Australia, misalkan, negara ini juga melaksanakan UN, tetapi proses dan bentuknya sungguh jauh berbeda dengan kita. Di sana, peserta didik diwajibkan memilih enam mata pelajaran yang diminatinya. Enam mata pelajaran itu kemudian menjadi bahan ujian baginya. Apabila siswa ingin menjadi dokter, dia akan memilih mata ujian yang sesuai dengan kebutuhan keahlian studi kedokteran; Matematika, Biologi, Kimia, dst. Dan kalau dia seorang yang suka dalam soal seni tari, maka dia akan mengambil mata ujian tari, tanpa harus mengambil mata ujian matematika yang tidak diminatinya. Dengan begitu, peserta ujian akan lulus dengan nilai-nilai yang memuaskan, sebab sesuai dengan minta dan kemampuannya.

Indonesia bisa memperkaya konsep UN (Ujian Nasional) dengan memadukan konsep UN yang diterapkan Filipina, dan juga Australia. Filipina juga menerapkan UN, hanya bedanya orientasi UN bukan untuk menentukan kelulusan siswa. UN dilaksanakan, namun dengan fokus sebagai bahan evaluasi kebijakan peningkatan kualitas pendidikan nasional. UN dijadikan sebagai bahan atau informasi evaluasi bagi pemerintah dan bukan bagi siswa. Dengan begitu, beban utamanya dari hasil buruk dan baik bukan pada siswa, tetapi pemerintah. Bukankah pemerintah hadir dan diberi hak mengelolah pendidikan secara formal? Kalau demikian, sudah sepatutnya hasil baik atau buruk dari keadaan pendidikan menjadi tanggung jawab utama pemerintah dan bukan masyarakat, dalam hal ini siswa.

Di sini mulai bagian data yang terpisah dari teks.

PR #4044, opened 2016-01-31
Computerbase.de:

numismatika:
- add test-urls and more files
- remove stylesheets path, not used anymore
- remove wildcard
- fix forum editor

### DIFF
--- a/src/chrome/content/rules/Computerbase.de.xml
+++ b/src/chrome/content/rules/Computerbase.de.xml
@@ -1,5 +1,22 @@
 <ruleset name="Computerbase.de (partial)">
-<target host="*.computerbase.de"/>
 
-<rule from="^http://pics\.computerbase\.de/" to="https://pics.computerbase.de/"/>
+	<target host="pics.computerbase.de"/>
+	<target host="www.computerbase.de"/>
+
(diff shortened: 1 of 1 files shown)


J0WI:
I found some more:

/api/stats
/css/
/login/
/abo/
/push/

They are also working for ^computerbase.de

numismatika:
have you checked that those don't break the page and especially the forum?
Forum was a bit evil on my first attempts.

J0WI:
Resource rewriting should be quite safe. Do you have an account to check the behaviour for logged in visitors?

The following pattern is working for me:
```
<rule from="^http://www\.computerbase\.de/(api/|css/|login/|abo/|push/|clientscripts/|js/|design/|img/|forum/images/|forum/clientscript/)" to="https://www.computerbase.de/$1"/>
```
They are just some broken 404, but this is trivial I think.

Penerapan UN di 2011 tetap perlu dicermati dan bersiap dievaluasi kembali. Ini penting, sebab apa yang akan diterapkan pemerintah di 2011 itu masih tetap berparadigma lama. Pemerintah masih membebankan dampak buruk pendidikan kepada masyarakat, selain siswa masih diposisikan sebagai obyek dan bukan subyek pendidikan. Kita juga harus terus mendorong agar pemerintah mau menghapuskan UN sebagai penentu kelulusan, dan mengantinya dengan konsep UN yang menghargai siswa, serta sebagai alat pemetaan kemampuan siswa dan kualitas pendidikan nasional. Mari kita jadikan Ujian  Nasional (UN) yang tidak kurang dan tidak lebih dari itu!